『いつかの夏へ』
28
そして数ヵ月後。
光が降り注ぐ教会でタキシード姿の雅樹と真っ白なウェディングドレス姿の真子は永遠の愛を誓った。
泣かないと決めていたはずの真子は指輪の交換をする前から大粒の涙を流し、神聖な誓いのキスになるとしゃくり上げるように泣きだして周りから温かい笑いが起きた。
「泣き止めって……」
ベールを上げた雅樹は両手で真子の涙を拭いながら囁いた。
涙を我慢して顔を皺くちゃにしてしまう真子に困ったように笑いかけ、キスをする直前に雅樹はさらに真子を泣かせてしまうことになると知りつつ口を開いた。
(たとえ命が尽きても……)
「この魂がある限り真子を愛することを誓う」
自分が愛する女はただ一人きりしかいない、雅樹は左胸に手を当て宣誓すると真子が声を上げて泣き出してしまう前にキスをした。
唇を塞いでも嗚咽を漏らした真子がようやく泣き止んだのは披露宴が中盤に差し掛かった頃。
二人の共通の友人代表として立ち上がった徹哉が用意した高校生の頃の二人の写真に会場は笑いに包まれた。
今からは想像もつかない雅樹の姿を知っているのは家族と友人達。
今の雅樹しか知らない会場前方の会社関係の招待客たちが目を丸くしている姿が可笑しくて雅樹と真子も声を上げて笑った。

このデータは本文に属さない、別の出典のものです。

PR #295, opened 2017-10-07
Add dependencies support rules

### LINKED ISSUE #285: Should we drop each vendor version support on minor releases?

Soullivaneuh:
From now, we can drop dependencies versions on minor releases.

These rules are here to clarify the constraints and **MUST** be the only
reference.

Closes #285 

Next: #292

### DIFF
--- a/project/CONTRIBUTING.md
+++ b/project/CONTRIBUTING.md
@@ -271,6 +271,18 @@ or postponed to next major release if BC is not possible.
 
 If you are not sure what should be done, don't hesitate to open an issue about your PR project.
 
+##### Dependency changes
+
+If you want to change some dependencies, here are the rules:
+
+- Don't add support for a version lower than the current one.
+- Don't change the highest supported version to a lower one.
+- Lower version dropping is accepted as a Backward Compatible change according to [semver][semver_dependencies_update],
+but some extra rules must be respected here:
+  - PHP versions that are under the [green zone][php_supported_versions] (actively maintained) **MUST NO** be dropped, even on master.
+  - If it's a Symfony package, at least the last LTS version **MUST** be supported, even on master.
+  - Generally, don't drop dependency version it it doesn't have a big impact on the code.
+
 ##### Legacy branches
 
 Legacy branches are **NOT** supported at all. Any submitted Pull Request will be immediately closed.
@@ -423,6 +435,17 @@ use the "Rebase and merge" feature.
 And finally, use your common sense : if you see a PR about a typo,
 or if there is a situation (faulty commit, revert needed) maybe you can merge it directly.
 
+#### Dependencies version dropping
+
+Do not merge any merge request dropping a dependency version support.
+To achieve that, mark them as `RTM`, and mention then on Slack when asking for a release.
+
+This rule should be applied for these reasons:
+
+- Even if it's semver compatible, we don't maintain minor branches.
+So it's preferable to give priority to bugfixes over version-dropping PRs.
+- Some dependencies need a dev-kit update. By the way, you can make a PR on dev-kit and link it to your own.
+
 ### Be nice to the contributor
 
 Thank them for contributing. Encourage them if you feel this is going to be long.
@@ -432,3 +455,5 @@ code yourself, or ping someone who can help.
 [sphinx_install]: http://www.sphinx-doc.org/en/stable/
 [pip_install]: https://pip.pypa.io/en/stable/installing/
 [sf_docs_standards]: https://symfony.com/doc/current/contributing/documentation/standards.html
+[semver_dependencies_update]: http://semver.org/#what-should-i-do-if-i-update-my-own-dependencies-without-changing-the-public-api
+[php_supported_versions]: http://php.net/supported-versions.php


project/CONTRIBUTING.md
```diff
@@ -271,6 +271,18 @@ or postponed to next major release if BC is not possible.
 
 If you are not sure what should be done, don't hesitate to open an issue about your PR project.
 
+##### Dependencies changes
+
+If you want to change some dependencies, here is the rules:
```
greg0ire: "here are"

project/CONTRIBUTING.md
```diff
@@ -271,6 +271,18 @@ or postponed to next major release if BC is not possible.
 
 If you are not sure what should be done, don't hesitate to open an issue about your PR project.
 
+##### Dependencies changes
```
greg0ire: "Dependency changes"

project/CONTRIBUTING.md
```diff
@@ -271,6 +271,18 @@ or postponed to next major release if BC is not possible.
...
+
+If you want to change some dependencies, here is the rules:
+
+- Don't add version support lower than the current one.
```
greg0ire: "Don't add support for a version lower than the current one"

project/CONTRIBUTING.md
```diff
@@ -271,6 +271,18 @@ or postponed to next major release if BC is not possible.
...
+- Don't change the highest version support to a lower one.
```
greg0ire: "the highest supported version"

project/CONTRIBUTING.md
Soullivaneuh: Well, you don't ever made changes about only one dependency, right?

project/CONTRIBUTING.md
```diff
@@ -271,6 +271,18 @@ or postponed to next major release if BC is not possible.
...
+- Lower version dropping is accepted as a Backward Compatible change according to [semver](semver_dependencies_update),
```
greg0ire: Shouldn't it be with square brackets everywhere? `[semver][semver_dependencies_update]` ?

Soullivaneuh: Indeed.

project/CONTRIBUTING.md
```diff
@@ -271,6 +271,18 @@ or postponed to next major release if BC is not possible.
...
+but some extra rules must be respected here:
+  - PHP versions that are under the [green zone](php_supported_versions) (actively maintained) **MUST NO** be dropped, even on master.
+  - If it's a Symfony package, at least the last LTS version **MUST** be supported, even on master.
+  - Generally, don't drop dependency version if this don't have a big impact on the code.
```
greg0ire: "don't drop a dependency version if it does not"

project/CONTRIBUTING.md
```diff
@@ -423,6 +435,17 @@ use the "Rebase and merge" feature.
...
+#### Dependencies version dropping
+
+Do not merge any merge request dropping a dependency version support.
+Add the `RTM` label and specify it while asking for a release on Slack.
+
+This rule should be applied for these reasons:
+
+- Even if it's semver compatible, we don't maintain minor branches.
+So it's preferable to release it at last time.
+- Some dependencies needs a dev-kit update. BTW, you can make a PR on dev-kit on link it to your own.
```
jlamur: `BTW` it's better to not use acronyms in this kind of document IMO.

project/CONTRIBUTING.md
```diff
@@ -423,6 +435,17 @@ use the "Rebase and merge" feature.
 And finally, use your common sense : if you see a PR about a typo,
 or if there is a situation (faulty commit, revert needed) maybe you can merge it directly.
 
+#### Dependencies version dropping
+
+Do not merge any merge request dropping a dependency version support.
+Add the `RTM` label and specify it while asking for a release on Slack.
```
greg0ire: what do you mean by "specify it" ?

project/CONTRIBUTING.md
greg0ire: You make several dependency changes

project/CONTRIBUTING.md
Soullivaneuh: Add links to the needed merge on the release section.

project/CONTRIBUTING.md
Soullivaneuh: Indeed.

project/CONTRIBUTING.md
```diff
@@ -423,6 +435,17 @@ use the "Rebase and merge" feature.
...
+#### Dependencies version dropping
+
+Do not merge any merge request dropping a dependency version support.
+Add the `RTM` (Ready To Merge) label and specify it while asking for a release on Slack.
+
+This rule should be applied for these reasons:
+
+- Even if it's semver compatible, we don't maintain minor branches.
+So it's preferable to release it at last time.
+- Some dependencies needs a dev-kit update. By the way, you can make a PR on dev-kit on link it to your own.
```
greg0ire: "need"

greg0ire: "or link it"?

Soullivaneuh: and

project/CONTRIBUTING.md
```diff
@@ -432,3 +455,5 @@ code yourself, or ping someone who can help.
 [sphinx_install]: http://www.sphinx-doc.org/en/stable/
 [pip_install]: https://pip.pypa.io/en/stable/installing/
 [sf_docs_standards]: https://symfony.com/doc/current/contributing/documentation/standards.html
+[semver_dependencies_update](http://semver.org/#what-should-i-do-if-i-update-my-own-dependencies-without-changing-the-public-api)
```
greg0ire: Wrong syntax I think

project/CONTRIBUTING.md
```diff
@@ -271,6 +271,18 @@ or postponed to next major release if BC is not possible.
...
+
+If you want to change some dependencies, here are the rules:
+
+- Don't add support for a version lower than the current one.
+- Don't change the highest supported version to a lower one.
+- Lower version dropping is accepted as a Backward Compatible change according to [semver][semver_dependencies_update],
+but some extra rules must be respected here:
+  - PHP versions that are under the [green zone][php_supported_versions] (actively maintained) **MUST NO** be dropped, even on master.
+  - If it's a Symfony package, at least the last LTS version **MUST** be supported, even on master.
+  - Generally, don't drop dependency version if this don't have a big impact on the code.
```
greg0ire: "it it doesn't have a big impact"

Soullivaneuh:
@greg0ire Is it ok for you?

greg0ire:
:shipit:

PR #299, opened 2017-10-08
Switch from precise to trusty

greg0ire:
Since we dropped 5.3, we no longer need to stick with precise.


Soullivaneuh:
Ref: https://github.com/sonata-project/dev-kit/commit/4016f71d971a150c655ecef0599ece897136be72

PR #300, opened 2017-10-09
PHPCR branches update

Soullivaneuh:


dbu:
i guess for master we can drop everything but symfony 3.4 / 4.0 once that is released. but thats no hurry, can't do it before that is released.

Soullivaneuh:
Yes, this can be updated later.

@dbu BTW, did you plan to update the changelog format accordingly to the contributing document?

PR #305, opened 2017-10-14
Add composer flags to every update command, remove quiet flag

jordisala1991:
I made two changes on the first composer update command.

1. Remove quiet flag: now that we are always doing 2 composer update on every build the first one get all the dependencies installes (most of the time with the correct versions), the second one only fixes the problems with --prefer-lowest and --platform-reqs bugs.

2. Add composer_flags to the first command. If this is not present, this build does not pass. Note that it does make sense to install --prefer-lowest both times:

https://github.com/sonata-project/SonataDoctrineMongoDBAdminBundle/pull/230

### DIFF
--- a/project/.travis/install_test.sh
+++ b/project/.travis/install_test.sh
@@ -19,6 +19,6 @@ chmod u+x "${HOME}/bin/coveralls"
 # To be removed when these issues are resolved:
 # https://github.com/composer/composer/issues/5355
 # https://github.com/composer/composer/issues/5030
-composer update --prefer-dist --no-interaction --prefer-stable --quiet --ignore-platform-reqs
+composer update --prefer-dist --no-interaction --prefer-stable --ignore-platform-reqs ${COMPOSER_FLAGS}
 
 composer update --prefer-dist --no-interaction --prefer-stable ${COMPOSER_FLAGS}


project/.travis/install_test.sh
```diff
@@ -19,6 +19,6 @@ chmod u+x "${HOME}/bin/coveralls"
 # To be removed when these issues are resolved:
 # https://github.com/composer/composer/issues/5355
 # https://github.com/composer/composer/issues/5030
-composer update --prefer-dist --no-interaction --prefer-stable --quiet --ignore-platform-reqs
+composer update --prefer-dist --no-interaction --prefer-stable --ignore-platform-reqs ${COMPOSER_FLAGS}
```
Soullivaneuh: See this blame:

This was a hack and should not have the same behavior than the other one.

BTW this change was an error IMHO: https://github.com/sonata-project/dev-kit/commit/3e98f514db3ec02852ea1dd0f0ab5f19e0091eaa#diff-ce628c33291abbf4b03aaa72535c90f2L20

Soullivaneuh:
@jordisala1991 Please avoid yo make test on dev-kit PR. Those PR are automatically merged when they are green. This is dangerous.

project/.travis/install_test.sh
jordisala1991: I don't know any other way to make it work with mongoDBAdminBundle.

Soullivaneuh: I'm talking about the if condition. BTW I update the broken blame link.

jordisala1991: Both platform-requirements and prefer-lowest have some bugs on composer and require a composer.lock file to make them work

Soullivaneuh: @jordisala1991 Yes. This is why this composer was runned only whe --prefer-lowest is set.

But the condition was removed. Why?

jordisala1991: There are 2 things: The old code won't work also on this case and it was removed because when you use php7 you need a package that provides compatibility with `ext-mongo` (because it was removed on php7).

This other composer bug: https://github.com/composer/composer/issues/5030

Soullivaneuh: Two things:

- It would be great to add a condition even if it will be note the same (Maybe a custom ENV?) because not all sonata project needs this.
- This modifcation is not good because you will run a --prefer-lowest twice and because of the first composer issue, we have to run a classic composer update first to get the `.lock` file.

jordisala1991: I see, this change is not good at all, but not sure why sonata-project/SonataDoctrineMongoDBAdminBundle#230 only pass if you do double composer update with --prefer-lowest

jordisala1991: Should we do a variable on projects.yml or ENV var on travis to see which behavior to choose?

1. only double composer update on --prefer-lowest
2. do always double composer update for the --ignore-platform-reqs flag

Soullivaneuh: @jordisala1991 I don't see how double `prefer-lowest` will fix the issue, it looks insane. :D

Did you try with `composer update` and then `composer update --prefer-lowest`?

jordisala1991: yes, I have tried that on SonataDoctrineMongoDBAdminBundle, currently with the changes provided by SonataCI it does not work (see sonata-project/SonataDoctrineMongoDBAdminBundle#230 PR). If you try adding a double `--prefer-lowest` it starts working again :)

Soullivaneuh: The `composer update` and `composer update --prefer-lowest` is already a big workaround. Would be better to find why it's doing this and fix it.

BTW, I'll make another PR to restore this: https://github.com/sonata-project/dev-kit/commit/3e98f514db3ec02852ea1dd0f0ab5f19e0091eaa#diff-ce628c33291abbf4b03aaa72535c90f2L20

Soullivaneuh: @jordisala1991 BTW, don't the version support reduction solve the issue?

jordisala1991: I tried everything and not.

I think this PR should be closed because this is not the correct solution, but we need to find one, because restoring that commit will not make the build pass (it could make other builds fail) (even though it is probably a good idea).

「今は一番愛しているのは真子ちゃんだと胸を張っていますが、この頃の雅樹が何よりも、多分真子ちゃんよりも愛していたものを用意してみました」
徹哉の声と同時に会場後方のドアが開かれた。
「あ……」
雅樹と真子は同時に顔を上げた。
それは徹哉の言葉どおりあの頃の雅樹が何よりも愛していたバイク。
雅樹は驚いてマイクを握る徹哉を振り返った。
「雅樹、毎晩のようにヤンチャをしていた相棒のこのバイクを大切に保管してくれていた親父さんに感謝しろよ」
「親父が……?」
何も聞かされていなかった雅樹は立ち上がって一番離れた場所に座る父親に視線を送った。

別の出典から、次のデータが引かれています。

PR #313, opened 2017-10-24
Do the composer lowest trick only when lowest is requested

Soullivaneuh:
Introduced in #238, It's currently done on each Travis job of each repo, this is not the wanted behavior.


jordisala1991:
I think it is a good idea, but probably it will make some builds fail (the ones that use mongodb)

Soullivaneuh:
The mongodb case is already broken as you tell and must be fixed differently.

PR #320, opened 2017-10-30
Add .md files to archives.

jlamur:
Composer archives did not have README.md, UPGRADE-*.md, ...
files.

### DIFF
--- a/project/.gitattributes.twig
+++ b/project/.gitattributes.twig
@@ -1,3 +1,2 @@
 .* export-ignore
-*.md export-ignore
 Tests/* export-ignore


Soullivaneuh:
It should be voted before merge.

jlamur:
If you keep the documentation, why would you not keep, at least, the CHANGELOG and UPGRADE files?

Soullivaneuh:
For my opinion, the only reference should be on the GitHub repo with the last update.

greg0ire:
> In my opinion, the only reference should be on the GitHub repo with the last update.

What do you mean by that?

I discussed with @rande last week and am no longer sure about this "docs exclusion" thing, that's why I didn't vote yet.

Soullivaneuh:
> What do you mean by that?

I mean the `.md` files should not be read form the local installation but from GitHub to be sure to have the last do update.

But this is only my opinion, and my vote. :wink:

jlamur:
Closing because we removed the docs from archives. It seems consistent to not have `*.md` files in archives too.

PR #326, opened 2017-11-04
Fix StyleCI configuration

Soullivaneuh:


Soullivaneuh:
Oh I got this one @core23. Didn't see you move this to a twig file. We can't do that.

core23:
That's the project config. 

Maybe we should keep two `.styleci.yml` files? One for the dev-kit and one for the projects?

Soullivaneuh:
Let's stick on both `tests` and `Tests` folder exclusion. It wont hurt anybody,

PR #450, opened 2018-12-04
Use proper indention

greg0ire:
This caused many builds to fail because the stars are not aligned (the
one in the comments :P)


Soullivaneuh:
:star: :star: :star: :star: :star:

恥ずかしそうに俯いてしまった父親に掛ける言葉を探したが何も見つけられずにいるとそのバイクが二人の目の前に運ばれて来た。
「あの頃のままだ……」
真子は呟いた雅樹の横顔に十年前と同じ面影を見た。
タキシード姿の雅樹がかつての相棒に飛び乗るのを見ていた真子は会場にあの夏の風が吹いたような気がした。
――よぉっし、そろそろ行くかー
頭の中で聞こえた声に弾かれたように立ち上がった真子は周りの制止も聞かずにウエディングドレス姿で雅樹の後ろに乗りしがみ付く。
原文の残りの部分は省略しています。